La manœuvre d'aller vers l'OCS rencontre des obstacles importants: si Ankara continue de mener des actions pour renverser Bachar al-Assad, l'OCS soutient fermement le leader syrien assiégé. Plus fondamentalement, les membres de l'OCS dans leur totalité s'opposent fermement à l'islamisme que soutient Erdogan. Par conséquent, Erdogan devra, obligatoirement, abandonner l’islamisme guerrier des États du Golfe, et, au minimum, arrêter tout acte hostile envers la Syrie et l’Irak. 
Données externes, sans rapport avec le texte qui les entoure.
PR #248, opened 2024-02-20
Snapping to river with uparea method

### LINKED ISSUE #224: Gauge snap_uparea can snap to non-river pixels

### Reproducible Example

For example, some stations in the GRDC database have very small values for uparea (<30 km2). Using the snap_uparea method, these gauges will be snapped to the pixel with the closest value for uparea, but that does not mean that it is a river pixel

### Current behaviour

Gauges with small upareas are correctly snapped, but this will give an error when running wflow when you request river discharge as output.

### Desired behaviour

As this feature is mostly relevant for discharge stations (I think), it would better if only the river cells are considered to snap towards. Alternatively, gauges with an uparea smaller than the uparea used in `setup_rivers` could also be ignored. But I think the first option is better. 

### Additional context

_No response_

hboisgon:
## Issue addressed
Fixes #224 

## Explanation
Allow to pass a mask to the ``gauge_map_uparea`` workflow.
Also found a bug that validation was not properly done (should be both validation on relative and absolute error).

## Checklist


hydromt_wflow/workflows/gauges.py
```diff
@@ -61,13 +64,33 @@ def gauge_map_uparea(
...
 
+    # Find if there are any nodata in gdf["uparea"]
+    if gdf["uparea"].isna().any():
+        logger.warning(
+            "There are NaN values in the gauges uparea."
+            "Uparea from wflow will be used ie no snapping if mask is None."
+        )
+        uparea_wflow = ds[uparea_name].raster.sample(gdf, wdw=0)
+        # Replace nan values in gdf with uparea from wflow
+        gdf["uparea"] = gdf["uparea"].fillna(uparea_wflow.to_pandas())
```
dalmijn, line 75: Was wondering, I can supply an empty column `uparea` here and it will fill out all the values.
Shouldnt we let it pass even if `uparea` is not present in the vector file and just fill it in as one has to deliberately set snap_uparea to `True`. We can add a warning that the column was not found and one will be created (even if only in memory).

hydromt_wflow/workflows/gauges.py
```diff
@@ -61,13 +64,33 @@ def gauge_map_uparea(
...
+        )
     logger.debug(
         f"Snapping gauges points to best matching uparea cell within wdw (size={wdw})."
     )
     upa0 = xr.DataArray(gdf["uparea"], dims=("index"))
     upa_dff = np.abs(ds_wdw[uparea_name].where(ds_wdw[uparea_name] > 0).load() - upa0)
-    upa_check = np.logical_or((upa_dff / upa0) <= rel_error, upa_dff <= abs_error)
+    upa_check = np.logical_and((upa_dff / upa0) <= rel_error, upa_dff <= abs_error)
     # find best matching uparea cell in window
     i_wdw = upa_dff.argmin("wdw").load()
```
dalmijn, line 96: I have a test case where one gauges does not fall within the range where there is a search for a river. This causes all `NaN` values in 'upa_dff' for a certain index. This causes a crash when trying to apply `argmin` to 'upa_dff'.

We should I guess account for gauges that are unrealistic (in terms of where the rivers are) and out of reach of the rivers.

dalmijn (changes requested):
@hboisgon, Thanks for the changes! The logic seems sound.
However I got stopped half-way by an error that arose from a test model I use.

This will therefore a bit of a premature review as the program halts.

hboisgon:
Thanks for the review @dalmijn. Can you please send your test? This will be easier to debug.

hydromt_wflow/workflows/gauges.py
hboisgon: I don't think it's good if no ``uparea`` column is present to still use this method because the concepts are really different.

If you want to snap to the river then we use the flow directions to find the closest dowsntream river cell.

If you want to snap with uparea, we select a window of cells around your point, and optionally mask in this window valid river cells. But because if your point is not already in a river then ``uparea`` can be super low (ie 1 or 2 cells uparea) then most chances are that you will never match the ``uparea`` criteria to be in a river, as uparea classically is more than 30 km2 for river cells.
So if you have no ``uparea`` column and want to snap to river this will most probably go wrong unless your points are already in the right locations. So better use the classic snapping to river technique.

So actually you could argue that I should here just skip points where `uparea` is NaN instead of still trying in case mask is not None and the points are not already in the mask.

dalmijn: I get your reasoning, but e.g. actual gauge location (with unknown upareas) will be in the right location (I'd presume). From that standpoint I'd rather still would be able to run this snap_uparea. However, in that case, I do not see the difference between a completely empty column and an absent one.

JoostBuitink: > I'd rather still would be able to run this snap_uparea

Briefly glancing through this discussion, and I don't really follow this comment. If no uparea is provided for a gauge, how would we be able to still do this uparea snapping?

dalmijn: After discussing a bit with @JoostBuitink, it seems indeed that in the context of this method, it would make more sense to delete those that do not have an uparea value. I am however opposed to the idea of discarding these gauges all together.

hboisgon: So let's take an example where 10 gauges are at the right locations but one is not. Then for a user is is easier to add upstream area of that one gauge only instead of all of them that are in the right place already. Which is what the current implementation tries to do.

If no uparea column this means no snapping or you don't need to snap so just do not allow snapping in the setup_gauges method.

@JoostBuitink do you see a use case for the first example (user could also just change the coordinates and move the point instead of updating uparea properties). If not then indeed I can change and I think actually go back to not filling uparea in case of NaN.

JoostBuitink: I do see that use-case, what got me thinking is the following line-of-reasoning: we do the snapping with the idea that the location of the actual gauges (as provided in the shapefile) does not correspond with the locations where they should end up inside the wflow model. Using the uparea information, we can now better find the wflow-pixel that matches the uparea best with the gauge itself. 

However, if this information is not present, getting the uparea value from the wflow model sounds a bit counterintuitive, since we suspect that location of the gauge and the wflow-pixel do not match. Therefore I am not sure whether using the (wflow-pixel) uparea value to do the uparea_snapping makes sense. 

I don't really have a strong preference for one of the two (filling uparea, or skipping these gauges), but I do think it is important to show a clear logging message that we either ignore this gauge, or fill the uparea value with the wflow-uparea value. And maybe log which gauges (ids) are affected by this.

hboisgon: I decided to add a flag (False by default) to fill upstream area values with wflow values. Also I hope clearer warning messages on which gauges have NaN and if they are skipped or included with no snapping. And an extra message on the number of gauges snapped compared to total number of gauges in input data.
I hope it works like this. It's not too much work to support both and might be nice for big datasets like GRDC in case there are a few NaNs for some gauges that they are not skipped if they already in the right spot :)

hydromt_wflow/workflows/gauges.py
hboisgon: There was indeed a bug here that should be now fixed! Your example still does not work because I added a check if all gauges have uparea==NaN as users should either use no snapping or in your case the default snap_to_river method rather than snap_uparea.

hboisgon:
@dalmijn and @JoostBuitink I corrected the bugs and added a flag for fillna in upstream are that is false by default (nodata gauges are skipped). So that the users knows what he is doing if he decides to put the flag to True :)
Hope the PR is now ready to be merged!

hydromt_wflow/workflows/gauges.py
JoostBuitink: Nice :D! Adding clear logging messages and a flag to let the user decide how to deal with those is indeed the best solution! Thanks a lot for addressing this!

dalmijn (approved):
Looked through the changes and tested it. 
LGTM!

PR #252, opened 2024-03-06
States

### LINKED ISSUE #18: Implement wflow states object
Implement a states object for wflow:
- read / write
- initialize with default values

hboisgon:
## Issue addressed
Fixes #18 

## Explanation
Added a method to prepare cold states for wflow.
To be precise as this can be done after a wflow model has been updated and calibrated, I added a new function to get the right values based on value/scale/offset options in the config file with a new utils.get_grid_from_config function.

Résultat de recherche d'images pour "rois émirs arabes"On devrait selon toute vraisemblance voir un fort effort de la Turquie vers l’OCS et les conséquences sont claires : Projets Balkan Stream et TurkStream  avec la Russie, et Route de la Soie avec les Chinois. Le rêve fou des États-Unis du pivot asiatique [3] claironné par le think tank Strafor (groupe de réflexion créé par le diabolique Georges Friedman) et issu du cerveau sénile de Brzezinski a du plomb dans l’aile.
 
Les États-Unis, qui perdent un précieux allié qui va se rallier à leur ennemi multipolaire, Chine, Russie et Eurasie, sont les grands perdants du revirement Turc. Leur coup d'état raté va leur coûter leur plus grande perte d’influence dans la région depuis des dizaines d’années. Leurs valets arabes, les émirs-momies du Golfe, doivent stocker des "Pampers".